All cluster resources being claimed by actors ?
Chuukwudi opened this issue · 0 comments
Chuukwudi commented
On the notebook, calling
# Embed chunks
embedding_model_name = "thenlper/gte-base"
embedded_chunks = chunks_ds.map_batches(
EmbedChunks,
fn_constructor_kwargs={"model_name": embedding_model_name},
batch_size=100,
num_gpus=1,
compute=ActorPoolStrategy(size=2))
# Sample
sample = embedded_chunks.take(1)
results to:
======== Autoscaler status: 2023-09-19 10:15:05.945390 ========
Node status
---------------------------------------------------------------
Healthy:
1 node_39e554d28e4f63b9d3360ffdf267014a901a29d1601c039967717f26
Pending:
(no pending nodes)
Recent failures:
(no failures)
Resources
---------------------------------------------------------------
Usage:
1.0/32.0 CPU
1.0/1.0 GPU
0B/10.09GiB memory
11.70MiB/5.05GiB object_store_memory
Demands:
{'CPU': 1.0, 'GPU': 1.0}: 1+ pending tasks/actors
(autoscaler +2m17s) Warning: The following resource request cannot be scheduled right now: {'CPU': 1.0, 'GPU': 1.0}. This is likely due to all cluster resources being claimed by actors. Consider creating fewer actors or adding more nodes to this Ray cluster.
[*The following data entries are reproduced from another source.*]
PR #123, opened 2020-07-03
Feature/four theta

Droxef:
Implement 4Theta method from M4 competition

### Summary

Naive implementation of the 4Theta method from the organizers of M4 competition.
Modify backtesting gridsearch to let an automatic search of the best hyper-parameters


darts/models/theta.py
```diff
@@ -126,3 +127,217 @@ def predict(self, n: int) -> 'TimeSeries':
...
+            forecast = forecast**self.wses * drift**self.wdrift
+        else:
+            raise_log(ValueError("model_mode cannot be {}".format(self.model_mode)))
+
+        # Re-apply the seasonal trend of the TimeSeries
+        if self.is_seasonal:
+
+            replicated_seasonality = np.tile(self.seasonality.pd_series()[-self.season_period:],
+                                             math.ceil(n / self.season_period))[:n]
+            if self.season_mode in ['multiplicative', 'mul']:
```
TheMP, line 287: for simplicity I would also pick one of them, and also an ENUM that we pass here might be helpful to avoid typos https://docs.python.org/3/library/enum.html

darts/models/theta.py
```diff
@@ -88,13 +89,13 @@ def fit(self, series: TimeSeries, component_index: Optional[int] = None):
...
         # SES part of the decomposition.
-        self.model = hw.SimpleExpSmoothing(new_ts.values()).fit()
+        self.model = hw.SimpleExpSmoothing(new_ts.values()).fit(initial_level=0.2)
 
         # Linear Regression part of the decomposition. We select the degree one coefficient.
         b_theta = np.polyfit(np.array([i for i in range(0, self.length)]), (1.0 - self.theta) * new_ts.values(), 1)[0]
 
         # Normalization of the coefficient b_theta.
-        self.coef = b_theta / (2.0 - self.theta)
+        self.coef = b_theta / (2.0 - self.theta)  # change to b_theta / (-self.theta) if classical theta
```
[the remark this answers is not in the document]
Droxef: Mathematically, I'm still not quite sure about the rest, but I am sure it is correct for theta = 0 and 1.
And the definition of the theta lines are not quite the same, thus the confusing theta.

But comparing with the classical theta (4theta with default parameter), we have the exact same results if we change the normalization by -1/theta. (because there is a symmetry: 2-theta_1 = theta_2)

darts/models/theta.py
```diff
@@ -126,3 +127,217 @@ def predict(self, n: int) -> 'TimeSeries':
...
+        self.drift = np.poly1d(np.polyfit(np.arange(self.length), linreg, 1))
+        theta0_in = self.drift(np.arange(self.length))
+        if self.trend_mode == 'exponential':
+            theta0_in = np.exp(theta0_in)
+
+        if self.model_mode == 'additive':
+            theta_t = self.theta * new_ts.values() + (1 - self.theta) * theta0_in
+        elif self.model_mode == 'multiplicative' and (theta0_in > 0).all():
+            theta_t = (new_ts.values() ** self.theta) * (theta0_in ** (1 - self.theta))
+        else:
```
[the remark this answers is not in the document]
Droxef: For a first draft, I blindly replicated the step of the original alorithm. So I will change it. 
But we still need to check if all values are positive if 'multiplicative' models are chosen or else it will fail. 
I can either raise an error, or simply keep the fallback as it is.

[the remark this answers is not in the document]
Droxef: There should be a more optimized implementation, like our theta. But we need to do the math to find it

darts/models/theta.py
Droxef: To be sure I understand correctly, the different model arguments will accept an Enum value? 
I can change the theta method as well in the same manner. Thus Enum classes will be declared exterior to the class

TheMP: Yes this comment actually applies to both theta methods - instead of retyping "multiplicative"/"additive" string we can have an enum that would have 2 values - MULTIPLICATIVE or ADDITIVE and if you make a typo the IDE will tell you something is not matching (not the case for raw strings)

darts/backtesting/backtesting.py
```diff
@@ -313,15 +313,16 @@ def backtest_gridsearch(model_class: type,
 
     Parameters
     ----------
-    model
+    model_class
```
pennfranc, line 316: I let this slip through, thanks!

darts/backtesting/backtesting.py
```diff
@@ -360,6 +361,10 @@ def backtest_gridsearch(model_class: type,
         if val_series is None:  # expanding window mode
             backtest_forecast = backtest_forecasting(train_series, model, backtest_start_time, fcast_horizon_n)
             error = metric(backtest_forecast, train_series)
+        elif val_series == 'train':
+            model.fit(train_series)
+            # Use ndarray because casting to TimeSeries takes too much time
+            error = metric(model.fitted_values, train_series.univariate_values())
```
pennfranc, line 367: As far as I can tell, FourTheta is the only model that possesses the attribute `fitted_values`. So it would be good to have a check here to test whether the given model supports this functionality, right?

darts/models/theta.py
```diff
@@ -88,13 +89,13 @@ def fit(self, series: TimeSeries, component_index: Optional[int] = None):
             new_ts = remove_seasonality(ts, self.season_period, model=self.mode)
 
         # SES part of the decomposition.
-        self.model = hw.SimpleExpSmoothing(new_ts.values()).fit()
+        self.model = hw.SimpleExpSmoothing(new_ts.values()).fit(initial_level=0.2)
```
pennfranc, line 92: What is the effect of this change?

darts/backtesting/backtesting.py
Droxef: At least all ExponentialSmoothing have a fitted attribute that can be retrieved (So the current theta model could have one too, I think). If you approve this functionality, it might be interesting to add this attribute in other models.
But yes, a check is necessary.

darts/models/theta.py
Droxef: The problem with SES in statsmodels is that alpha is not constrained between [0.1, 0.99] as it should, thus giving NaN values when alpha is 0.
Setting the initial_level to 0.2 (or anything else) avoided all encountered cases where the optimization gave alpha=0.
It is more a hotfix rather than an actual solution before statsmodels corrects the problem.

Droxef: Seems like it leads to different results. I will add it only in the case alpha is 0, and it will recompute it

darts/models/theta.py
```diff
@@ -115,14 +123,228 @@ def predict(self, n: int) -> 'TimeSeries':
...
+        # - if theta = 1, then the theta method restricts to a simple exponential smoothing (SES)
+        # - if theta = 0, then the theta method restricts to a simple `trend_mode` regression.
+
+    def fit(self, ts, component_index: Optional[int] = None):
+        super().fit(ts, component_index)
+
+        self.length = len(ts)
+        # normalization of data
+        self.mean = ts.mean().mean()
+        if self.mean == 0:
```
hrzn, line 205: That seems weird, do they do the same thing in the original implementation?

darts/models/theta.py
```diff
@@ -115,14 +123,228 @@ def predict(self, n: int) -> 'TimeSeries':
...
+            logger.warn("Time series has negative values. Fallback to additive and linear model")
+
+        # Check for statistical significance of user-defined season period
+        # or infers season_period from the TimeSeries itself.
+        if self.season_mode is Season.NONE:
+            self.season_period = 1
+        if self.season_period is None:
+            max_lag = len(ts) // 2
+            self.is_seasonal, self.season_period = check_seasonality(ts, self.season_period, max_lag=max_lag)
+            logger.info('Theta model inferred seasonality of training series: {}'.format(self.season_period))
```
hrzn, line 222: `FourTheta model`

darts/models/theta.py
```diff
@@ -115,14 +123,228 @@ def predict(self, n: int) -> 'TimeSeries':
...
+
+        # Store and remove seasonality effect if there is any.
+        if self.is_seasonal:
+            _, self.seasonality = extract_trend_and_seasonality(new_ts, self.season_period,
+                                                                model=self.season_mode.value)
+            new_ts = remove_seasonality(new_ts, self.season_period, model=self.season_mode.value)
+
+        # Drift part of the decomposition
+        if self.trend_mode is Trend.LINEAR:
+            linreg = new_ts.univariate_values()
```
hrzn, line 235: You could start extracting the univariate values earlier in the method, in order to do it only once, and fail early if it's not univariate.

darts/models/theta.py
```diff
@@ -115,14 +123,228 @@ def predict(self, n: int) -> 'TimeSeries':
...
+                self.model = hw.SimpleExpSmoothing(theta_t).fit()
+                theta2_in = self.model.fittedvalues
+            self.fitted_values = self.wses * theta2_in + self.wdrift * theta0_in
+        if self.is_seasonal:
+            if self.season_mode is Season.ADDITIVE:
+                self.fitted_values += self.seasonality.univariate_values()
+            elif self.season_mode is Season.MULTIPLICATIVE:
+                self.fitted_values *= self.seasonality.univariate_values()
+        self.fitted_values *= self.mean
+        # takes too much time to create a time series for fitted_values
```
hrzn, line 271: what's the overhead?

hrzn: Also, could you add a comment explaining what `fitted_values` represent?

darts/models/theta.py
```diff
@@ -115,14 +123,228 @@ def predict(self, n: int) -> 'TimeSeries':
...
+                forecast *= replicated_seasonality
+            else:
+                forecast += replicated_seasonality
+
+        forecast *= self.mean
+
+        return self._build_forecast_series(forecast)
+
+    @staticmethod
+    def select_best_model(ts: TimeSeries, thetas: List[int] = None, m: Optional[int] = None):
```
hrzn, line 305: Could you add type annotation for the return type?

darts/models/theta.py
```diff
@@ -115,14 +123,228 @@ def predict(self, n: int) -> 'TimeSeries':
...
+        ----------
+        ts
+            The TimeSeries on which the model will be tested.
+        thetas
+            A list of thetas to loop over.
+        m
+            Optionally, the season used to decompose the time series.
+        Returns
+        -------
+        theta
```
hrzn, line 319: Here you should have a type

darts/models/theta.py
hrzn: Also, since you plan for the case `thetas is None` later, update `thetas: Optional[List[int]]`

darts/models/theta.py
```diff
@@ -115,14 +123,228 @@ def predict(self, n: int) -> 'TimeSeries':
...
+    def select_best_model(ts: TimeSeries, thetas: List[int] = None, m: Optional[int] = None):
+        """
+        Performs a grid search over all hyper parameters to select the best model.
+
+        Parameters
+        ----------
+        ts
+            The TimeSeries on which the model will be tested.
+        thetas
+            A list of thetas to loop over.
```
hrzn, line 314: Perhaps mention the default values here.

darts/models/theta.py
```diff
@@ -115,14 +123,228 @@ def predict(self, n: int) -> 'TimeSeries':
...
+        -------
+        theta
+            The best performing model on the time series.
+        """
+        # Only import if needed
+        from ..backtesting.backtesting import backtest_gridsearch
+        from sklearn.metrics import mean_absolute_error as mae
+        if thetas is None:
+            thetas = [1, 2, 3]
+        elif isinstance(thetas, int):
```
hrzn, line 327: I would remove this case, that's abusing the types, better let it crash IMO.

darts/models/theta.py
```diff
@@ -115,14 +123,228 @@ def predict(self, n: int) -> 'TimeSeries':
...
+            thetas = [thetas]
+        if (ts.values() <= 0).any():
```
hrzn, line 329: Perhaps add a log message if this happens?

darts/models/theta.py
hrzn, line 305: We will have to think where to put this method.

darts/backtesting/backtesting.py
```diff
@@ -399,8 +400,13 @@ def backtest_gridsearch(model_class: type,
     """
 
     if (val_series is not None):
-        raise_if_not(train_series.width == val_series.width, "Training and validation series require the same"
-                     " number of components.", logger)
+        if val_series == 'train':
```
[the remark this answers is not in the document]
Droxef: I can change val_series to take the train TimeSeries, and perform a check `train_series == val_series` to activate this option so there is no abuse

darts/backtesting/backtesting.py
```diff
@@ -365,15 +365,16 @@ def backtest_gridsearch(model_class: type,
...
         The ForecastingModel subclass to be tuned for 'series'.
     parameters
         A dictionary containing as keys hyperparameter names, and as values lists of values for the
         respective hyperparameter.
     train_series
         The univariate TimeSeries instance used for training (and also validation in split mode).
-    test_series
+    val_series
         The univariate TimeSeries instance used for validation in split mode.
+        Use `train` to compare with model.fitted_values
```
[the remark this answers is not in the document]
Droxef: `model.fitted_values` are the values obtain when fitting a model (ExponentialSmoothing in our case) on a time series, the result of the fit (a TimeSeries with same index as the train time series). It is a quick way to assess the model (we don't have to compute the predictions each time), but I understand that we cannot see if the fitted model underfit or overfit and will give bad predictions.
It is a trade off between computation time and efficiency. Thus, it can be dropped if you think it is not a good thing to have.
I mainly used this version for the M4 benchmark because the original script used this method to select the best model.

darts/models/theta.py
Droxef: Sorry, I forgot about that. I will change it

Droxef: > I think it will depend on the refactoring of backtesting. If gridsearch become an attribute of ForcastingModel, it becomes possible to overload it here.

darts/models/theta.py
Droxef: The TimeSeries in M4 are all stricly positive, so no.
I will raise an error in this case, but the model can run well without normalization in this case.

Droxef: Additionally, I can let the choice to use the normalization to the user with a parameter.

darts/backtesting/backtesting.py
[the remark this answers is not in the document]
hrzn: If we do that the type will be OK, but I think it might be misleading because the behavior will be different, as we wouldn't in this case evaluate `model.predict(len(train_series))`. I almost prefer taking the "train" string in this case. @pennfranc @guillaumeraille any good idea?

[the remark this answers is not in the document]
guillaumeraille: I think the easiest and clearest would be to add a separate boolean argument. On top of what Julien mentionned `val_series` ends with series which makes it very confusing to be a string here in my opinion :)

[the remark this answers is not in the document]
hrzn: Maybe a boolean argument `use_fitted_values` could do indeed. It would override the `val_series` when set.

darts/models/theta.py
```diff
@@ -41,8 +42,8 @@ def __init__(self,
         seasonality_period
             User-defined seasonality period. If not set, will be tentatively inferred from the training series upon
             calling `fit()`.
-        mode
-            Type of seasonality. Either "additive" or "multiplicative".
+        season_mode
+            Type of seasonality. Must be a Season Enum member. Defaults to `Season.MULTIPLICATIVE`.
```
hrzn, line 46: I think for all the enums we should either link to the possible values, or list them (including `Season.NONE`).

darts/models/theta.py
```diff
@@ -94,9 +96,12 @@ def fit(self, series: TimeSeries, component_index: Optional[int] = None):
         b_theta = np.polyfit(np.array([i for i in range(0, self.length)]), (1.0 - self.theta) * new_ts.values(), 1)[0]
 
         # Normalization of the coefficient b_theta.
-        self.coef = b_theta / (2.0 - self.theta)
+        self.coef = b_theta / (2.0 - self.theta)  # change to b_theta / (-self.theta) if classical theta
 
         self.alpha = self.model.params["smoothing_level"]
+        if self.alpha == 0.:
+            self.model = hw.SimpleExpSmoothing(new_ts.values()).fit(initial_level=0.2)
```
hrzn, line 103: I don't feel too comfortable with this magic number. Could we at the very least put it as a constant at the top of the file?
How did you pick 0.2?

darts/models/theta.py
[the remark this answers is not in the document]
hrzn: Could we unify the meaning of theta? E.g. by changing to `b_theta / (-self.theta)` and adapting the default value to `theta=2` ?

darts/models/theta.py
```diff
@@ -115,14 +120,241 @@ def predict(self, n: int) -> 'TimeSeries':
...
+        """
+        An implementation of the 4Theta method with configurable `theta` parameter.
+
+        See M4 competition `solution <https://github.com/Mcompetitions/M4-methods/blob/master/4Theta%20method.R>`_.
+
+        The training time series is de-seasonalized according to `seasonality_period`,
+        or an inferred seasonality period.
+
+        When called with `theta = 2 - X`, `model_mode = Model.ADDITIVE` and `trend_mode = Trend.LINEAR`,
+        this model is equivalent to calling `Theta(theta=X)`.
```
hrzn, line 151: Do we still need the other Theta model implementation? Wouldn't it be enough to just call this one?

darts/models/theta.py
```diff
@@ -115,14 +120,241 @@ def predict(self, n: int) -> 'TimeSeries':
...
+        ----------
+        theta
+            Value of the theta parameter. Defaults to 2.
+            If theta = 1, then the fourtheta method restricts to a simple exponential smoothing (SES).
+            If theta = 0, then the fourtheta method restricts to a simple `trend_mode` regression.
+        seasonality_period
+            User-defined seasonality period. If not set, will be tentatively inferred from the training series upon
+            calling `fit()`.
+        model_mode
+            Type of model combining the Theta lines. Must be a Model Enum member. Defaults to `Model.ADDITIVE`.
```
hrzn, line 163: Same comment as above, let's link to a place where users can see all possible values for the Enums

darts/models/theta.py
```diff
@@ -115,14 +120,241 @@ def predict(self, n: int) -> 'TimeSeries':
...
+
+    def fit(self, ts, component_index: Optional[int] = None):
+        super().fit(ts, component_index)
+
+        self.length = len(ts)
+        # normalization of data
+        if self.normalization:
+            self.mean = ts.mean().mean()
+            raise_if_not(not np.isclose(self.mean, 0),
+                         "The mean value of the TimeSeries must not be 0 when using normalization", logger)
```
hrzn, line 205: Perhaps you can write "The mean value of the provided series is too close to zero to perform normalization"

darts/models/theta.py
```diff
@@ -115,14 +120,241 @@ def predict(self, n: int) -> 'TimeSeries':
...
+            new_ts = ts / self.mean
+        else:
+            new_ts = ts.copy()
```
hrzn, line 208: do you need this copy? Normally everything should be immutable :)

darts/models/theta.py
```diff
@@ -115,14 +120,241 @@ def predict(self, n: int) -> 'TimeSeries':
...
+            max_lag = len(ts) // 2
+            self.is_seasonal, self.season_period = check_seasonality(ts, self.season_period, max_lag=max_lag)
+            logger.info('FourTheta model inferred seasonality of training series: {}'.format(self.season_period))
+        else:
+            # force the user-defined seasonality to be considered as a true seasonal period.
+            self.is_seasonal = self.season_period > 1
+
+        # Store and remove seasonality effect if there is any.
+        if self.is_seasonal:
+            _, self.seasonality = extract_trend_and_seasonality(new_ts, self.season_period,
```
hrzn, line 224: could you change `extract_trend_and_seasonality()` in order to accept Enums instead of strings? And also everywhere else it's needed.

darts/models/theta.py
```diff
@@ -115,14 +120,241 @@ def predict(self, n: int) -> 'TimeSeries':
...
+                                                                model=self.season_mode.value)
+            new_ts = remove_seasonality(new_ts, self.season_period, model=self.season_mode.value)
+
+        ts_values = new_ts.univariate_values()
```
hrzn, line 228: You can do this earlier in the method, so that it fails upfront if users call it with a multivariate series

darts/models/theta.py
```diff
@@ -115,14 +120,241 @@ def predict(self, n: int) -> 'TimeSeries':
...
+                self.fitted_values += self.seasonality.univariate_values()
+            elif self.season_mode is Season.MULTIPLICATIVE:
+                self.fitted_values *= self.seasonality.univariate_values()
+        # Fitted values are the results of the fit of the model on the train series. A good fit of the model
+        # will lead to fitted_values similar to ts. But one cannot see if it overfits.
+        if self.normalization:
+            self.fitted_values *= self.mean
+        # Takes too much time to create a TimeSeries
+        # Overhead: 30% ± 10 (2-10 ms in average)
+        self.fitted_values = TimeSeries.from_times_and_values(ts.time_index(), self.fitted_values)
```
hrzn, line 277: You could build the `TimeSeries` only in the backtesting method, this way the time overhead is paid only for backtesting and not for simply fitting the model.

darts/tests/test_autoregression_models.py
```diff
@@ -37,6 +36,8 @@ class AutoregressionModelsTestCase(unittest.TestCase):
         (Theta(), 11.3),
         (Theta(1), 20.2),
         (Theta(3), 9.8),
+        (FourTheta(1), 20.2),
+        (FourTheta(-1), 9.8),
```
hrzn, line 40: could you add testing for a few more modes?

darts/models/theta.py
```diff
@@ -115,14 +120,241 @@ def predict(self, n: int) -> 'TimeSeries':
...
+        if self.normalization:
+            forecast *= self.mean
+
+        return self._build_forecast_series(forecast)
+
+    @staticmethod
+    def select_best_model(ts: TimeSeries, thetas: Optional[List[int]] = None,
+                          m: Optional[int] = None, normalization: bool = True) -> 'FourTheta':
+        """
+        Performs a grid search over all hyper parameters to select the best model.
```
hrzn, line 314: Perhaps mention that it is using the fitted values on the training series here.

darts/tests/test_4theta.py
```diff
@@ -0,0 +1,69 @@
...
+        series = sine_series + linear_series
+        train_series, val_series = series.split_before(series.time_index()[-10])
+        thetas = np.linspace(-3, 3, 30)
+        best_model = FourTheta.select_best_model(train_series, thetas)
+        model = FourTheta(random.choice(thetas), model_mode=random.choice(list(Model)),
+                          trend_mode=random.choice(list(Trend)), season_mode=random.choice(list(Season)))
+        model.fit(train_series)
+        best_model.fit(train_series)
+        forecast_random = model.predict(10)
+        forecast_best = model.predict(10)
```
hrzn, line 68:
```suggestion
        forecast_best = best_model.predict(10)
```

darts/models/theta.py
```diff
@@ -115,14 +120,241 @@ def predict(self, n: int) -> 'TimeSeries':
...
+            else:
+                forecast += replicated_seasonality
+
+        if self.normalization:
+            forecast *= self.mean
+
+        return self._build_forecast_series(forecast)
+
+    @staticmethod
+    def select_best_model(ts: TimeSeries, thetas: Optional[List[int]] = None,
```
hrzn, line 311: We can keep it temporarily, but then eventually I think we should have each model (if possible) given good reasonable default hyper parameters sets, and then let the user call `backtest_gridsearch(params='default', ...)` or something like this.
Ping @grll

darts/models/theta.py
Droxef: I cannot do this earlier, or I will need to modify this value (if normalization and seasonality) and rewrite the functions for ndarray, or recall the function.
But I will add an assert_univariate at the beginning

hrzn: Oh right, OK

darts/models/theta.py
Droxef: It is not a perfect solution, but a temporary one. alpha should be bounded in ]0, 1[, and is now [0,1] in statsmodels.
0.2 is just good practice to reach good results, and gave similar results as the R function.

darts/models/theta.py
```diff
@@ -33,16 +34,21 @@ def __init__(self,
...
+            Value of the theta parameter. Defaults to 2. Cannot be set to 0.
             If theta = 1, then the theta method restricts to a simple exponential smoothing (SES)
         seasonality_period
             User-defined seasonality period. If not set, will be tentatively inferred from the training series upon
             calling `fit()`.
-        mode
-            Type of seasonality. Either "additive" or "multiplicative".
+        season_mode
+            Type of seasonality.
+            Either SeasonalityMode.MULTIPLICATIVE, SeasonalityMode.ADDITIVE or SeasonalityMode.NONE.
```
hrzn, line 50: Thanks :)

darts/models/theta.py
hrzn: Solved after our discussion - The original Theta implementation is faster.

darts/models/theta.py
```diff
@@ -115,14 +125,258 @@ def predict(self, n: int) -> 'TimeSeries':
...
+        if self.is_seasonal:
+            if self.season_mode is SeasonalityMode.ADDITIVE:
+                self.fitted_values += self.seasonality.univariate_values()
+            elif self.season_mode is SeasonalityMode.MULTIPLICATIVE:
+                self.fitted_values *= self.seasonality.univariate_values()
+        # Fitted values are the results of the fit of the model on the train series. A good fit of the model
+        # will lead to fitted_values similar to ts. But one cannot see if it overfits.
+        if self.normalization:
+            self.fitted_values *= self.mean
+        # Takes too much time to create a TimeSeries
```
hrzn, line 294: I think you can now remove this comment (or move to the corresponding backtesting function)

(autoscaler +2m52s) Warning: The following resource request cannot be scheduled right now: {'CPU': 1.0, 'GPU': 1.0}. This is likely due to all cluster resources being claimed by actors. Consider creating fewer actors or adding more nodes to this Ray cluster.
Any solution ?
I have tried changing ActorPoolStrategy to size 1 and reducing batch_size yet the same old story.